Route information
- Maintained by Puerto Rico DTPW
- Length: 2.1 km (1.3 mi)

Major junctions
- West end: PR-152 / PR-164 in Achiote–Naranjito barrio-pueblo
- PR-825 in Achiote; PR-148 in Guadiana;
- East end: PR-164 in Nuevo

Location
- Country: United States
- Territory: Puerto Rico
- Municipalities: Naranjito

Highway system
- Roads in Puerto Rico; List;
| ← PR-146 |  | → PR-148 |

= Puerto Rico Highway 147 =

Highway in Puerto Rico

Puerto Rico Highway 147 (PR-147) is now the PR-5 in Naranjito, Puerto Rico. This highway was extended from PR-164, west of downtown Naranjito, to PR-148, east of downtown area.

==Route description==
Puerto Rico Highway 147 was a bypass that served as an alternate route for PR-164 to avoiding downtown Naranjito.

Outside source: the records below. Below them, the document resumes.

PR #600, opened 2026-06-13
perf: cut check CPU across YAML, gitignore, glob, and word-count hot paths

jeduden:
## Goal

Drive `mdsmith check` (full default rule set) toward gomarklint's wall time on the two benchmark corpora.

## What changed

Four profiling-driven rounds, each behavior-preserving and verified against the full test suite:

1. **Single-parse YAML safety wrappers** (`internal/yamlutil`). `UnmarshalSafe` / `UnmarshalNodeSafe` parsed every payload twice — once into a `yaml.Node` tree for anchor/alias rejection, then a full `yaml.Unmarshal` re-parse. `parseSafeDocuments` keeps the node from the rejection scan and decodes it directly. This halves YAML parse cost on every front matter and directive body (~19% of repo-corpus CPU before the fix).
2. **Zero-alloc gitignore rel paths + out-of-tree short-circuit** (`internal/gitignore`). `matchRule` called `filepath.Rel` per rule per candidate path (~8% of repo-corpus CPU). `relTo` strips the base prefix without allocation, and paths outside a rule's base (every ancestor-`.gitignore` rule) now return "no match" without paying `Rel`'s Clean allocations.
3. **Cached glob validation + byte-table word counts + lazy token-budget label.** `globpath.Match` re-validated its pattern through `doublestar.Match` on every call; a validity cache plus `MatchUnvalidated` removes the repeated validation walk. `CountWords` gains an ASCII byte-table fast path, mirrored in a new `CountWordsBytes` that token-budget uses directly on `f.Source` instead of copying each whole file into a string; the diagnostic mode label is now built only when a file is actually over budget.
4. **WalkDir-based file walk, stat-free catalog globs, allocation-free `CountSentences`.** `lint.walkDir` moves from `filepath.Walk` (one extra lstat per entry) to `filepath.WalkDir`; catalog glob resolution reuses `GlobWalk`'s `DirEntry` instead of a follow-up `fs.Stat` per match (each avoided stat was an open/fcntl/fcntl/stat/close sequence through the os.Root-backed DirFS); `CountSentences` no longer materialises `[]rune(text)` per call.

## Measured effect (local 4-core, harness-equivalent setup: corpus built per `internal/release/bench.go`, run from the repo root, pinned gomarklint v3.2.3, median of 12 runs)

| Corpus | mdsmith before | mdsmith after | gomarklint | gap before | gap after |
| --- | --- | --- | --- | --- | --- |
| repo (768 files) | 240 ms | 209 ms | ~80 ms | 3.4x | 2.5x |
| neutral (233 files) | 175 ms | 163 ms | ~40 ms | 4.4x | 4.1x |

Total syscalls on the repo corpus drop from ~41.4k to ~37.8k; sys time from ~148 ms to ~95 ms; user+sys CPU from ~720 ms to ~640 ms.

## Honest assessment of the remaining gap

Full parity with gomarklint is not reachable by micro-optimization while the default rule set keeps its current scope. The post-change profile is dominated by work gomarklint does not do at all:

- goldmark AST parse (~17% repo CPU) — gomarklint is line-oriented;
- catalog/include generated-section regeneration and the cross-file front-matter/glob caches (~20% repo CPU, mostly once-per-run);
- the Punkt sentence segmenter behind MDS024 (~27% of neutral CPU) — opt-in by default but enabled by this repo's `.mdsmith.yml`, which both benchmark rows run under; plan 187 already established no faster pure-Go equivalent and a sound skip-gate stronger than the existing `cheapBounds` would amount to re-implementing the annotation pipeline;
- cross-file link integrity, token budgets, and readability scoring.

That structural framing matches the benchmark README: `mdsmith-parity` (same work class as the markdownlint-family tools) already runs in gomarklint/mado's class; the `mdsmith` → `parity` delta is the cross-file and generated-content layer users opt into. The wins here narrow the full-ruleset gap (repo corpus 3.4x → 2.5x) and also speed up the parity row, since the YAML, gitignore, walk, and word-count paths are shared.

Gated benchmarks (`BenchmarkCheckCorpusSmall/Large`), the alloc-budget gate, `golangci-lint`, and `mdsmith check .` all pass.

https://claude.ai/code/session_01D2km9eEecgA2XhgcB6gmLS

---
_Generated by [Claude Code](https://claude.ai/code/session_01D2km9eEecgA2XhgcB6gmLS)_

### DIFF
--- a/PLAN.md
+++ b/PLAN.md
@@ -187,4 +187,7 @@ footer: |
 | 2606111049 | ✅     |        | [Harden WASM size test to match production build](plan/2606111049_wasm-size-test-hardening.md)                                          |
 | 2606111050 | ✅     |        | [Guard schema.chmodFile with a mutex like fix.chmodFile](plan/2606111050_schema-chmodfile-mutex.md)                                     |
 | 2606120633 | ✅     |        | [Wire PGO into the release build without a committed profile](plan/2606120633_release-built-pgo-profile.md)                             |
+| 2606130836 | 🔲     | opus   | [Pool the per-file source-read buffer across lintFile passes](plan/2606130836_pool-source-read-buffer.md)                               |
+| 2606130837 | 🔲     | opus   | [Fast-path front-matter field reads for cross-file rules](plan/2606130837_frontmatter-fast-scan.md)                                     |
+| 2606130838 | 🔲     | sonnet | [Memoize linkgraph link and image extraction on the File](plan/2606130838_memoize-link-extraction.md)                                   |
 <?/catalog?>
--- a/internal/gitignore/gitignore.go
+++ b/internal/gitignore/gitignore.go
@@ -261,10 +261,27 @@ func (m *Matcher) DirChainIgnored(dir string, memo map[string]bool) bool {
 	return v
 }
 
+// relTo returns path relative to base, matching filepath.Rel for the
+// inputs the matcher sees (absolute, cleaned paths). The fast path is a
+// zero-allocation prefix strip — filepath.Rel re-cleans both arguments
+// on every call, which dominated the matcher's CPU when every rule of
+// every .gitignore recomputed it per candidate path. Inputs that do not
+// share the base prefix fall back to filepath.Rel for full fidelity.
+func relTo(base, path string) (string, error) {
+	if base == path {
+		return ".", nil
+	}
+	if len(path) > len(base) && path[len(base)] == filepath.Separator &&
+		path[:len(base)] == base {
+		return path[len(base)+1:], nil
+	}
+	return filepath.Rel(base, path)
+}
+
 // matchRule checks whether a single rule matches the given absolute path.
 func matchRule(r ignoreRule, absPath string) bool {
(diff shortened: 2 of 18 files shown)


jeduden:
🟢 **Merge Queue** — picked up

**Next:** No action needed — you'll get another comment when CI starts on the batch. [View merge queue run](https://github.com/jeduden/mdsmith/actions/runs/27466212284).

jeduden:

Merged into batch branch [`merge-queue/batch-600-1781352177`](https://github.com/jeduden/mdsmith/tree/merge-queue/batch-600-1781352177). [View CI run](https://github.com/jeduden/mdsmith/actions/runs/27466231096).

jeduden:
✅ **Merge Queue** — merged

This PR landed on `main` via commit [`9df4932`](https://github.com/jeduden/mdsmith/commit/9df4932b7512a9b6f3b48a5d4a21225b2780e466). [CI run that validated the merge](https://github.com/jeduden/mdsmith/actions/runs/27466231096).

PR #547, opened 2023-07-19
Readme Suggestions

andyatkinson:
- Typo
- Link the doc folder in markdown
- Link markdown
- Add more Markdown links

### DIFF
--- a/README.md
+++ b/README.md
@@ -32,11 +32,16 @@ Recommended:
 
 In the directory where you downloaded pg_partman, run
 
-    make install
+```sh
+make install
+```
 
 If you do not want the background worker compiled and just want the plain PL/PGSQL functions, you can run this instead:
 
-    make NO_BGW=1 install
+
+```sh
+make NO_BGW=1 install
+```
 
 The background worker must be loaded on database start by adding the library to shared_preload_libraries in postgresql.conf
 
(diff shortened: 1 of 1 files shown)


andyatkinson:
Hi @keithf4 👋 - I finally started to look at the pg_partman project although I haven't yet put it into action to partition a table, but hav plans to. My goal is to provide you some user feedback and offer suggestions where I can as a way to say "thank you" for the open source work you and the contributors and maintainers do here!

Besides these commits above that fix a typo, and make some stylistic choices with more Markdown formatting and syntax highlighting, I wanted to provide some feedback on the README based on my initial reactions.


## On Preferring "Declarative Partitioning" over "Native"

For the use of “Native” had you considered preferring the term "Declarative Partitioning"? The PostgreSQL docs use this term. When I was learning about partitioning, “Native” didn't carry a lot of meaning to me because I didn't know what the distinction was all about. [PostgreSQL: Documentation: 15: 5.11. Table Partitioning](https://www.postgresql.org/docs/current/ddl-partitioning.html)

The partitioning methods that existed before Declarative Partitioning was build in, e.g. trigger functions, table inheritance, etc. are very unlikely to be techniques new users would reach for now. Do you agree? I think for new learners they are unlikely to ever use the non-built in method.

Plus I think using the same terminology the Postgres docs use helps reinforce the learning. Having a Guide on "Legacy Methods" or whatever that discuss trigger-based and explain the native/non-native distinction in the doc folder makes sense to me, but perhaps de-emphasized from the top level Readme. Just a thought!


## **UPGRADE** Section

Upgrades wouldn't be relevant for new users looking to install partman for the first time. They'd want to know what the current version is and begin using it. I'd suggest deemphasizing this unless most of the users are partman users that are upgrading from old versions. I don't have that context. 

The Upgrade guides are very valuable though for existing users. I'd consider turning this into a table (with Markdown) for easier reading. The table could show the current version, and then there could be linked upgrade guides from past source and target versions. This feels more like a section for the “doc” folder as a guide that's linked to from the top-level Readme.

## TESTING Section

> This extension can use the pgTAP unit testing suite to evaluate if it is working properly ( [http://www.pgtap.org](http://www.pgtap.org/) ).

This is cool but could you expand on this and show readers how to do that with a guide? I know that pgtap unit testing exists but I don't know how to use it to evaluate whether pg_partman is working properly. Perhaps this could be a Guide in the doc folder as well.


Just some initial thoughts. If that was helpful let me know and I can send more ideas! Take these with a grain of salt and as first time Readme user feedback.

Thanks!

keithf4:
Appreciate the feedback and the PR!

The next version of pg_partman will be dropping trigger-based partitioning all together, so there will no longer be any references to it anywhere other than the migration guides. As for renaming "native" to "declarative", I can see about doing that after 5.0 is out since as things are now, I use the term "native" a lot within the application itself.

Upgrading is a huge part of maintaining extensions, so I don't know that I'll change it too much on the main README. But maybe check how I've done things in the 5.0 release files?  I could see about adding a table to explain some of the docs better https://github.com/pgpartman/pg_partman/tree/5.0.0-beta

Expanding on the testing would be good. I'll make an issue so I don't forget to try and come back to do that

keithf4 (approved):

ChuckHend:
Nice work @andyatkinson 🚀

PR #560, opened 2023-09-01
optimize_constraints starts with 0

jw1u1:
make clear that optimize_constraints has to be set to zero to process the last partition.


keithf4:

The entire route, which is the current PR-5, has two lanes per direction, and passes through Achiote, Guadiana and Barrio Nuevo.

==History==
The former PR-147 ran from its intersection with PR-164 to former east–west portion of PR-148 (current PR-5), as a bypass to the north part of downtown area. After extending the PR-5 number from Bayamón to Naranjito, the PR-147 numbering was decommissioned, leaving an unsigned portion between PR-5 and PR-164 in the east of downtown.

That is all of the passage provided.